🔴Relating to the care, custody, and display of the letter known as the victory or death letter, the Texas Constitution, and the Texas Declaration of Independence.
HB 1397
🔴 HB 1397: Politically appointed board gains control of Texas’s founding documents
What it says it does:
The bill requires the public display of three key Texas historical documents: the “Victory or Death” letter, the Texas Constitution, and the Texas Declaration of Independence. It directs the State Preservation Board to display them first at the Capitol Complex and later at the Alamo.
What it actually changes:
The bill removes these documents from the custody of the Texas State Library and Archives Commission and gives full control to the State Preservation Board. This board, made up of political appointees, can now decide where, when, and how the documents are displayed. The board can also authorize temporary exhibitions at private or public events without public input or external oversight.
Who is pushing for it:
The bill was authored by Reps. Harris, Metcalf, Raymond, Cain, and Leo Wilson. It was sponsored by Middleton and cosponsored by Creighton. Support came from state agencies including the General Land Office and TSLAC during earlier phases of the bill. No PACs were listed in the witness files.
Who benefits:
The State Preservation Board gains long-term control over high-value state artifacts along with full discretion over exhibition plans and related spending. Contractors hired for custom encasements and infrastructure projects also benefit, especially since the bill does not require competitive bidding. Alamo-related redevelopment interests could gain symbolic and financial advantages from having the documents placed under their programming umbrella.
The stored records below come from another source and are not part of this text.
PR #765, opened 2018-02-19
Modify ScanJob to pull data from Scan model

kholdaway:


quipucords/api/messages.py
```diff
@@ -81,7 +81,10 @@
 # scan jobs messages
 PLURAL_SCAN_JOBS_MSG = 'Scan Jobs'
 SJ_REQ_SOURCES = 'Scan job must have one or more sources.'
+SJ_SCAN_IDS_INV = 'Scan identifiers must be integer values.'
```
chambridge: Scan job identifiers ...

quipucords/api/messages.py
```diff
@@ -81,7 +81,10 @@
...
 SJ_SOURCE_IDS_INV = 'Source identifiers must be integer values.'
+SJ_SCAN_DO_NOT_EXIST = 'Scan with id=%d could not be'\
```
chambridge: Scan job with id ...

quipucords/api/scanjob/serializer.py
```diff
@@ -90,24 +113,26 @@ class Meta:
...
-            options = ScanJobOptions()
-        options.save()
-        scanjob.options = options
-        scanjob.save()
-
-        return scanjob
+        scan_job = super().create(validated_data)
+
+        # Copy scan config into job to capture config for historic reference
+        copy_scan_info_into_job(scan_job)
```
chambridge: Maybe consider some kind of `post_init()` method on the ScanJob model, instead of this in the serializer?

quipucords/api/source/view.py
```diff
@@ -152,15 +160,23 @@ def create(self, request, *args, **kwargs):
                     # Grab the source id
                     source_id = response.data['id']
                     # Define the scan options object
-                    scan_options = ScanJobOptions()
```
chambridge: I'd rather have just a ScanJob, so no changes.

quipucords/api/messages.py
kholdaway: These are right.  SJ_ prefix is for messages in the ScanJob classes and its referencing the Scan not the Scan job identifier.

quipucords/api/messages.py
kholdaway: These are right.  SJ_ prefix is for messages in the ScanJob classes and its referencing the Scan not the Scan job identifier.

quipucords/api/scanjob/serializer.py
kholdaway: This is now done when a job is queued.  Basically, the scan configuration is captured when the job is ready to run.

kholdaway: I pushed a change for this

quipucords/api/source/view.py
kholdaway: Done.

PR #774, opened 2018-02-20
fix up eslint and tests

jeff-phillips-18:
Updates #690


cdcabrera:
Just a couple of notes about 
- the dotenv references, think we can use something similar to the NPM script, but for tests

- and iterating on the way the action dispatch objects have to get laid out for testing.

cdcabrera:
Approved!

PR #775, opened 2018-02-20
Handle invalid or expired tokens for all CLI requests. Closes #771.

### LINKED ISSUE #771: Invaild Token or Expired Token not handled by CLI for any secondary request
## Specify type:
- Bug

- High

## Description:
If you utilize a command that performs a secondary request (e.g. uses a name to get an id), these commands are not currently wrapped in any flow that handles these Token issues so you can get incorrect messages.

___

### Expected behavior:
CLI secondary commands should respond with proper error for token issues.

### Actual behavior:
Incorrect error message

chambridge:


qpc/request.py
```diff
@@ -26,6 +27,43 @@
...
+    exception_class = ValueError
+
+
+def handle_token_errors(response):
+    """Handle token errors.
+
+    :param response: The response object.
+    :returns: The response object.
+    """
+    token_expired = {'detail': 'Token has expired'}
```
kholdaway: Will 'Token has expired' ever be translated?

chambridge: No, third party tool doesn't.
https://github.com/JamesRitchie/django-rest-framework-expiring-tokens/blob/master/rest_framework_expiring_authtoken/authentication.py#L34

kholdaway: 👍

PR #780, opened 2018-02-21
Add full update to scan

kholdaway:


quipucords/api/scan/serializer.py
```diff
@@ -89,6 +89,28 @@ def create(self, validated_data):
 
         return scan
 
+    @transaction.atomic
+    def update(self, instance, validated_data):
+        """Update a scan."""
+        # If we ever add optional fields to Scan, we need to
+        # add logic here to clear them on full update even if they are
+        # not supplied.
```
abaiken: Scan has optional fields (disable_optional_products & max_concurrency) Instead of adding logic to clear them on full updates, wouldn't omitting them just be a partial update (once it is written)?

PR #781, opened 2018-02-21
UI: Add scan action and reducer tests

jeff-phillips-18:
Updates #690

### DIFF
--- a/client/src/redux/actions/tests/scansActions.test.js
+++ b/client/src/redux/actions/tests/scansActions.test.js
@@ -1,15 +1,19 @@
-import configureMockStore from 'redux-mock-store';
 import promiseMiddleware from 'redux-promise-middleware';
-import moxios from 'moxios';
+import { createStore, applyMiddleware, combineReducers } from 'redux';
 import expect from 'expect';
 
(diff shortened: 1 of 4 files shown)


client/src/redux/actions/tests/scansActions.test.js
```diff
@@ -53,14 +53,17 @@ describe('ScansActions', function() {
       });
     });
```
cdcabrera: Note: Next round we could look at moving the ```moxios.wait...``` up to the ```beforeEach```, unless of course it needs to be customized

client/src/redux/actions/tests/scansActions.test.js
```diff
@@ -1,15 +1,19 @@
...
 import promiseMiddleware from 'redux-promise-middleware';
-import moxios from 'moxios';
+import { createStore, applyMiddleware, combineReducers } from 'redux';
 import expect from 'expect';
 
-import { scansTypes } from '../../constants';
 import * as actions from '../scansActions';
+import { reducers } from '../../reducers';
+
+// const mockStore = configureMockStore(middlewares);
```
cdcabrera: Note: next round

Who gets left out or exposed:
The Texas State Library and Archives Commission, which had legal custody and professional archival standards, loses its role. Local schools, rural museums, and educators are not guaranteed access to the documents or inclusion in decisions about how they are used. Texans lose a layer of transparency and public input over how cultural funds are spent and heritage is managed.
Why this matters long term:
This bill consolidates symbolic power and financial discretion in a politically controlled board. It sets a precedent for bypassing neutral agencies and routing cultural control through appointees. It also opens a pathway for future spending to be directed toward legacy projects or tourism events without guardrails, accountability, or shared oversight.
What to watch next:
Will SPB allocate millions in discretionary funds without public reporting or bidding? Will the documents be used at events with partisan or promotional goals? Will this model be expanded to other historical materials in future sessions? And will Texans be able to challenge these decisions once the precedent is set?
Bottom line:
HB 1397 is not just about protecting documents. It shifts long-term control of Texas’s founding symbols into the hands of political insiders, removes independent oversight, and builds a new discretionary funding channel with little transparency or public involvement.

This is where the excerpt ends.